Le BEAUJOLAIS NOUVEAU est arrivé ! Le moment ne saurait être mieux choisi pour partager cette anecdote…
Au Centre d’études nucléaires de Bordeaux Gradignan (CENBG), les chercheurs tentent de comprendre ce qui nous constitue et nous entoure : le noyau atomique, l’Univers… Pourtant, ils interviennent aussi en tant qu’experts pour authentifier des grands vins ! Comment ce glissement de la recherche fondamentale à une application aussi concrète s’est-il produit ? Philippe Hubert, chercheur au CENBG, nous raconte…
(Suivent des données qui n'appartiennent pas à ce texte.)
PR #372, opened 2023-01-17
DAO Text Area Input (ENG-611)

jonathanprozzi:
## Linear Ticket

- [ENG-611](https://linear.app/govrn/issue/ENG-611/textarea-input-form)

## Description

- This is the UI component for adding DAOs manually via a comma-separated list of addresses
- It'll be accessed on the upcoming DAO Settings page, but for now the modal is temporarily on the Profile page
  - Can be triggered for local testing by using the React DevTools Component tool, selecting the Overlay Context, and setting the `daoMemberAddresses` to `true` -- I did this instead of adding a button to trigger it that we'd need to remove
- Validation checks for valid addresses, that there is at least 1 added, and then removes the duplicates
- Triggers onBlur and onSubmit -- submit handler will be added in the integration ticket 

- There are likely some validation improvements we can do to improve the onBlur (such as if a user clears the input, which you can briefly see in the example) but I also want to open that up for QA and iteration when we get these all in holistically
- 
## Screencaptures

https://user-images.githubusercontent.com/9438776/212960826-7b35f6db-cbc0-4200-8f63-0f0ff9a82bdc.mp4


jonathanprozzi:
Going to update with a basic page view at the intended route so we can anchor this modal.

jonathanprozzi:
create-dao-wip

Added this page that we'll need to include any way. This can be accessed directly via `/dao/create` with the feature prefix. The link will be added to the nav sidebar in a future PR since we're still determining a few UX details with it.

There's improvements we can do with the validation UX, but I think we can continue to improve that when wiring up the import functionality. On pressing the create button, this parses the addresses to be unique values that we can then use to create the DAO

apps/protocol-frontend/src/components/DaoTextareaForm.tsx
```diff
@@ -0,0 +1,100 @@
...
+    e: React.ChangeEvent<HTMLTextAreaElement>,
+  ) => {
+    if (validationError !== null) {
+      setValidationError(null);
+    }
+    setDaoMemberAddresses(e.target.value);
+    validateDaoMemberAddresses();
+  };
+
+  const validateDaoMemberAddresses = () => {
```
alexkeating, line 23: This fails if there is a single address and no comma. It says invalid address. maybe the message should be different.

The same error occurs if the last address does not end in a comma

jonathanprozzi: Ah yeah. Going to rework the validation - I'm not happy with it and it's finicky as it is. I have a version I'm trying that does use RHF and a custom yup validator instead since this ended up being likely  more work to not use it

jonathanprozzi: Updated to use RHF and the validation is smoother. I was going to do that originally but thought we'd run into issues with the validation. The custom yup `.test` is working to validate each address in the list

PR #373, opened 2023-01-17
API Endpoint for import History

amrro:
## Linear Ticket
[ENG-665 - API Endpoint for import History](https://linear.app/govrn/issue/ENG-665/api-endpoint-for-import-history)

## Description
- Add `ImportStatus` enum to `GuildImport` table.
- Link `GuildUser` to the `GuildImport` table.
- Rename `membershipStatus` -> `membership_status` to align with naming
  convention & update usages.
- Add import history API.

### Usage
```ts
    govrnProtocol.guild.import
      .list({})
      .then(value => {
        console.log(value);
      })
      .catch(e => console.error(e));
```


apps/protocol-api/src/prisma/schema.prisma
```diff
@@ -106,8 +112,10 @@ model GuildUser {
   guild_id Int
   guild Guild @relation(fields: [guild_id], references: [id])
   membership_status_id Int?
-  membershipStatus GuildMembershipStatus? @relation(fields: [membership_status_id], references: [id])
+  membership_status GuildMembershipStatus? @relation(fields: [membership_status_id], references: [id])
```
alexkeating, line 115: This will rename the column and we may want to avoid that for now

libs/protocol-client/src/lib/client/guild.ts
```diff
@@ -2,15 +2,24 @@ import { BaseClient } from './base';
...
 } from '../protocol-types';
 import {
   CreateGuildMutationVariables,
   GuildWhereUniqueInput,
 } from '../protocol-types';
+import { GraphQLClient } from 'graphql-request';
 
 // TODO: Add users query
 export class Guild extends BaseClient {
+  imports: GuildImport;
```
alexkeating, line 16: This isn't an array and should be singular

apps/protocol-api/src/prisma/schema.prisma
```diff
@@ -19,6 +19,12 @@ enum GuildStatus {
   ONBOARDED
 }
 
+enum ImportStatus {
+  Pending
+  Completed
+  Failed
+}
```
alexkeating, line 26: Oh let's prefer a separate table rather than an enum. That is what we have done for contributions and attestations and it is important to be consistent

alexkeating (commented):
One last request :pray:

« C’était en 2000, nous étions spécialisés dans la mesure de très faibles niveaux de radioactivité pour la recherche fondamentale. Le service de la répression des fraudes de Bordeaux possédait un détecteur semblable aux nôtres. Je m’y étais donc rendu afin d’en découvrir l’utilisation. Au cours de la conversation avec le directeur, nous nous demandions alors si des mesures de radioactivité dans un vin ne permettraient pas de le dater et de l’authentifier. Ainsi, j’entrepris d’effectuer des mesures pour connaître dans un premier temps quel type de radioactivité pouvait exister dans le vin. Nous ne savions pas du tout ce que nous y trouverions… Après trois mesures sur des millésimes différents, nous constatâmes qu’un noyau radioactif apparaissait et que sa teneur variait en fonction de l’année : le césium 137. Issu des essais nucléaires effectués dans les années 50-70 et de Tchernobyl, le césium 137 s’est déposé sur les grains de raisin et s’est retrouvé dans le vin. Étant donné que sa période de (demi) vie est de 30 ans, il ne peut exister dans la nature, sauf par suite des activités humaines.
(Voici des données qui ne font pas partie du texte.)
PR #376, opened 2023-01-18
Add list `GuildUser` API

amrro:
## Linear Ticket

[ENG-826 - Verify or add guild user endpoint](https://linear.app/govrn/issue/ENG-826/verify-or-add-guild-user-endpoint)


libs/protocol-client/src/lib/graphql/queries.graphql
```diff
@@ -212,9 +212,19 @@ fragment GuildUserFragment on GuildUser {
...
+    id
+    createdAt
+    updatedAt
+    discord_id
+    name
+    congrats_channel
+    logo
+    contribution_reporting_channel
+    status
+  }
```
alexkeating, line 227: I don't think we need all of these fields maybe just id, discord_id, name, logo, and status

apps/protocol-api/src/main.ts
```diff
@@ -74,6 +74,7 @@ const permissions = shield(
       getUser: isAuthenticated,
       guild: or(isAuthenticated, hasToken),
       guilds: or(isAuthenticated, hasToken),
+      guildUsers: or(isAuthenticated, hasToken),
```
alexkeating, line 77: Only users in the guild should be able to fetch other users in the guild. This will require a custom endpoint.

alexkeating: We can handle this in another ticket

alexkeating (approved):

PR #380, opened 2023-01-24
Add attribution

alexkeating:
#### Description
- Click into attribution


jonathanprozzi:
Works great!

Only comment is if we want to add the same ability to view these from the _My Attestations_ tab. The table for that is `MyAttestationsTable`

PR #2360, opened 2023-09-24
perf: generate pages paths

TrySound:
Here generated a list of pages paths. It is used in link component to switch to remix link internally when the link is app route.

Providing whole pages list can bloat runtime when there are many pages or when there are many seo data so having single page per route should be enough.

The list is always empty in builder because links are managed with global interceptor. Ideally frameworks should uses navigation api and distinct routes from other paths so we would not need to generate anything.

## Code Review

  - test it on preview

## Before requesting a review

- [ ] made a self-review

## Before merging

- [ ] added tests


kof (approved):
didn't test

PR #2371, opened 2023-09-25
feat: Add helper functions for Tailwind support: shorthand expansion and variable substitution

istarkov:
## Description

Gonna merge this before next step.

Helper functions to parse tailwind.

1. `expandTailwindShorthand` - Expands shorthand CSS properties into their long-form equivalents. _'mx' is expanded to 'mr' (margin-right) and 'ml' (margin-left)._
2. `substituteVariables` - Resolves CSS variables by replacing their references with actual values. _Transforms `.class { --property: 1px; margin: var(--property); }` into `.class { margin: 1px; }`._

## Steps for reproduction

See tests.

## Code Review

- [ ] hi @kof, I need you to do
  - conceptual review (architecture, feature-correctness)
  - detailed review (read every line)
  - test it on preview

## Before requesting a review

- [ ] made a self-review
- [ ] added inline comments where things may be not obvious (the "why", not "what")

## Before merging

- [ ] tested locally and on preview environment (preview dev login: 5de6)
- [ ] updated [test cases](https://github.com/webstudio-is/webstudio/blob/main/apps/builder/docs/test-cases.md) document
- [ ] added tests
- [ ] if any new env variables are added, added them to `.env.example` and the `builder/env-check.js` if mandatory

PR #2378, opened 2023-09-26
feat: AI Sections

gsppe:
## Description

This PR adds two [AI chains](https://github.com/webstudio-is/webstudio/tree/main/packages/ai/src/chains#readme) and endpoints for the following two tasks:

1. chains/sections: Given a user prompt, break it into section descriptions
2. chains/template-generator: Give a section description generate a Webstudio Embed Template for it. To do so we pass the prompt and a list of available components to the AI and ask to generate a JSX tree using Tailwind CSS for styling. Once we get the result we transform the JSX tree into a Webstudio Embed Template.

- [ ] Extracted the JSX-to-Webstudio utils into a separate PR. #2396 Merge that and remove those from this PR.

Currently we are not converting `className` (tailwind styles) to Webstudio `EmbedStyleDecl` because we need #2371 

Companion rest endpoints for the above are:

1. rest.ai.sections.ts
2. rest.ai.template-generator.ts

### UI flow (potential usage)

A UI is implemented in followup PR (#2379) but the idea is that in the frontend we will:

- Call the Sections chain via rest.ai.sections.ts with the user prompt 
- Display the result as a list of editable sections description with `name` and `description`
- The user presses a generate all or individual generate buttons 
- We call the Template Generator chain via rest.ai.template-generator.ts
- We get back a Webstudio Embed Template which we insert on page

### To review

1. Start by reviewing the chains's index.ts file and looking at their system and user prompts.
2. Review `jsxToWsEmbedTemplate` which converts a JSX string to Webstudio Embed Template

## Code Review

- [ ] hi @kof - review the prompts (markdown files) and the UI flow (potential usage) above
- [ ] somebody else should do a general code review

## Before requesting a review

- [ ] made a self-review

### DIFF
--- a/packages/ai/src/utils/tw-to-ws.ts
+++ b/packages/ai/src/utils/tw-to-ws.ts
@@ -1,6 +1,6 @@
 import type { WsEmbedTemplate } from "@webstudio-is/react-sdk";
 import { traverseTemplateAsync } from "./traverse-template";
-import { parseCss, parseTailwindToCss } from "@webstudio-is/css-data";
+import { parseTailwindToWebstudio } from "@webstudio-is/css-data";
 
 export const tailwindToWebstudio = async (template: WsEmbedTemplate) => {
   return traverseTemplateAsync(template, async (node, parent) => {
@@ -9,8 +9,7 @@ export const tailwindToWebstudio = async (template: WsEmbedTemplate) => {
         (prop) => prop.name === "className"
       );
       if (classNameProp && classNameProp.type === "string") {
-        const css = await parseTailwindToCss(classNameProp.value);
-        const styles = Object.values(parseCss(css)).flat();
+        const styles = await parseTailwindToWebstudio(classNameProp.value);
 
         if (Array.isArray(node.styles)) {
           // Merge with existing styles
--- a/packages/css-data/src/index.ts
+++ b/packages/css-data/src/index.ts
@@ -16,7 +16,10 @@ export * from "./property-parsers/index";
 export * from "./parse-css-value";
 export * from "./parse-css";
 
-export { parseTailwindToCss } from "./tailwind-parser/parse";
+export {
+  parseTailwindToCss,
+  parseTailwindToWebstudio,
+} from "./tailwind-parser/parse";
 
 import { properties as generatedProperties } from "./__generated__/properties";
 


packages/feature-flags/package.json
```diff
@@ -12,7 +12,12 @@
     "build": "rm -rf lib && esbuild 'src/**/*.ts' 'src/**/*.tsx' --outdir=lib",
     "dts": "tsc --project tsconfig.dts.json"
   },
-  "dependencies": {},
+  "dependencies": {
+    "@babel/parser": "^7.23.0",
+    "@babel/types": "^7.23.0",
+    "json5": "^2.2.3",
+    "type-fest": "^4.3.1"
+  },
```
TrySound, line 20: Are you sure this deps supposed to be in this package?

packages/ai/src/utils/tw-to-ws.ts
```diff
@@ -0,0 +1,32 @@
...
+export const tailwindToWebstudio = async (template: WsEmbedTemplate) => {
+  return traverseTemplateAsync(template, async (node, parent) => {
+    if (node.type === "instance" && node.props && node.props.length > 0) {
+      const classNameProp = node.props.find(
+        (prop) => prop.name === "className"
+      );
+      if (classNameProp && classNameProp.type === "string") {
+        const styles = await parseTailwindToWebstudio(classNameProp.value);
+
+        if (Array.isArray(node.styles)) {
```
TrySound, line 14: Why is array check? Isn't it instance node? type is always array or undefined.

packages/ai/src/utils/tw-to-ws.ts
```diff
@@ -0,0 +1,32 @@
...
+          // Merge with existing styles
+          const currentStyles = new Set(
+            node.styles.map(({ property }) => property)
+          );
+          styles.forEach((styleDecl) => {
+            if (currentStyles.has(styleDecl.property) === false) {
+              node.styles!.push(styleDecl);
```
TrySound, line 21: if you use for/of this non null cast would not be necessary

packages/ai/src/utils/tw-to-ws.ts
kof: we usually check for undefined so we know what's being checked explicitly in this case

kof:
Just tried to check out this branch, build fails with this:

```
                                        ^
apps/builder dev: Error [ERR_REQUIRE_ESM]: require() of ES Module /Users/oleg/work/webstudio/webstudio-builder/node_modules/camelcase/index.js from /Users/oleg/work/webstudio/webstudio-builder/apps/builder/build/index.js not supported.
```

PR #2379, opened 2023-09-26
feat: AI Sections UI

gsppe:
## Description

This PR adds a baseline UI for #2378 (depends on this)

This UI implements the following flow

- Call the Sections chain via rest.ai.sections.ts with the user prompt 
- Display the result as a list of editable sections description with `name` and `description`
- The user presses a generate all or individual generate buttons 
- We call the Template Generator chain via rest.ai.template-generator.ts
- We get back a Webstudio Embed Template which we insert on page

The final UI will be implemented once we have some design and UI from @taylornowotny 

## Code Review

- [ ] @TrySound please review this implementation. The trickiest part is in the SectionsEditor where there is logic to generate all the sections in parallel or one by one, with the option to abort.

## Before requesting a review

- [ ] made a self-review

## Before merging


packages/ai/bin/build-icons.ts
```diff
@@ -0,0 +1,36 @@
...
+  if (typeof icons === "object" && type in icons === false) {
+    icons[type] = {};
+  }
+
+  icons[type][name] = icon.replace("<svg", '<svg style="height: 1.1em;"');
+
+  return icons;
+}, {});
+
+const baseDir = path.dirname(iconFiles[0]).split("/").slice(0, -1).join("/");
```
TrySound, line 28: What are these magical paths parsings?

kof: @TrySound suggest a better way doing things right away to save time

PR #2385, opened 2023-09-28
feat: Parse tailwind to ordinary css compatible with webstudio

istarkov:
## Description

- apply tailwind transform, expand and substitute to get compatible css with webstudio
- media and pseudo classes temporarily removed from variable substitution (need specificity calculations for both, we don't support media in templates)

## Steps for reproduction

see tests

## Code Review

  - test it on preview

## Before requesting a review

- [ ] made a self-review

## Before merging

- [ ] added tests

### DIFF
--- a/packages/css-data/src/tailwind-parser/parse.ts
+++ b/packages/css-data/src/tailwind-parser/parse.ts
@@ -1,0 +1,25 @@
+import { UnoGenerator, createGenerator } from "@unocss/core";
+import presetMini, { type Theme } from "@unocss/preset-uno";
+import { expandTailwindShorthand } from "./shorthand";
+import { substituteVariables } from "./substitute";
+import warnOnce from "warn-once";
+
+let unoLazy: UnoGenerator<Theme> | undefined = undefined;
+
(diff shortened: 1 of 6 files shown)


packages/css-data/src/tailwind-parser/parse.ts
```diff
@@ -0,0 +1,25 @@
+import { UnoGenerator, createGenerator } from "@unocss/core";
+import presetMini, { type Theme } from "@unocss/preset-uno";
+import { expandTailwindShorthand } from "./shorthand";
+import { substituteVariables } from "./substitute";
+import warnOnce from "warn-once";
+
+let unoLazy: UnoGenerator<Theme> | undefined = undefined;
+
+const uno = () => {
+  unoLazy = createGenerator({
```
TrySound, line 10: Why lazy? Is it expensive to init?

istarkov: Have no idea, just to not init on start

TrySound (approved):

Courbe de référence, établie par le CENBG, montrant l’évolution du taux de césium 137 dans le vin de 1950 à nos jours. ©CENBG
Nous venions ainsi de découvrir une méthode permettant de dater et d’authentifier le vin sans avoir besoin d’en ouvrir les bouteilles. L’intérêt s’est révélé important pour les bouteilles anciennes des grands crus « millésimés » : toute bouteille antérieure à 1950 qui contient du césium 137 est nécessairement fausse !

Bouteille de vin sur un détecteur de très basses radioactivités du CENBG. ©CENBG/O. Got
Notre première application porta sur un lot de bouteilles millésimées 1900 mises en vente l’année 2000. Il paraissait impossible d’avoir autant de bouteilles de cette période sur le marché. L’affaire est passée devant le juge qui se demandait comment prouver l’authenticité de ces bouteilles. On nous a alors demandé de mesurer le niveau de césium 137 d’une de ces bouteilles. Il n’a pas fallu plus de 10 minutes pour se rendre compte qu’elle était fausse : nous avons vu grimper le pic de césium sous nos yeux.
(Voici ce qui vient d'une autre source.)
PR #2389, opened 2023-09-28
refactor: add commands emitter

TrySound:
Added new commands emitter utility to manage hotkeys across plugins and separate a lot of logic from canvas.

Here migrated only togglePreview as an example.

Later we can build commands panel and hotkeys overrides on top of this utility.

## Code Review

  - test it on preview

## Before requesting a review

- [ ] made a self-review

## Before merging

- [ ] added tests

### DIFF
--- a/apps/builder/app/canvas/shared/commands.ts
+++ b/apps/builder/app/canvas/shared/commands.ts
@@ -1,0 +1,5 @@
+import { createCommandsEmitter } from "~/shared/commands-emitter";
+
+export const { emitCommand, subscribeCommands } = createCommandsEmitter({
+  commands: [],
+});
--- a/apps/builder/app/canvas/shared/commands.ts
+++ b/apps/builder/app/canvas/shared/commands.ts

Et pour la petite histoire :
Il y a 3 ans, j’ai été contacté par un grand collectionneur de vin, très intéressé par une bouteille Yquem 1811 mise en vente aux enchères. Considéré comme unique, ce vin l’intéressait beaucoup car en 1811 une comète était passée et le vin de cette année là est, paraît-il, exceptionnel. En plus du millésime 1811, un coffret de trois « Château Yquem » 1800, 1900 et 2000 était proposé.
En regardant les photos des bouteilles, je me suis dit : Ce n’est pas possible, la forme de ces bouteilles n’existait pas encore en 1800 et 1811, il est donc impossible qu’il s’agisse d’authentiques Yquem 1800 et 1811 ! Comme il était trop tard pour annuler la vente, le commissaire priseur a mis les bouteilles aux enchères sous réserve d’une authentification par notre laboratoire. Les deux lots ont été vendus : l’Yquem 1811 à 40 000€, et le coffret à 60 000€.
Mais après la vente, on s’est aperçu que l’acheteur n’était autre que le propriétaire-vendeur ! La peur de l’expertise l’a conduit à racheter ses propres bouteilles. Inutile de préciser que la vente de ces bouteilles frauduleuses a finalement été annulée. Comme quoi, ce n’est plus la peine de faire des mesures, il suffit de dire qu’on va faire une expertise ! »
— anecdote fournie par le Centre d’études nucléaires de Bordeaux Gradignan (CENBG), unité mixte de recherche du CNRS/IN2P3 et de l’Université Bordeaux 1, dans le cadre des 40 ans de l’IN2P3.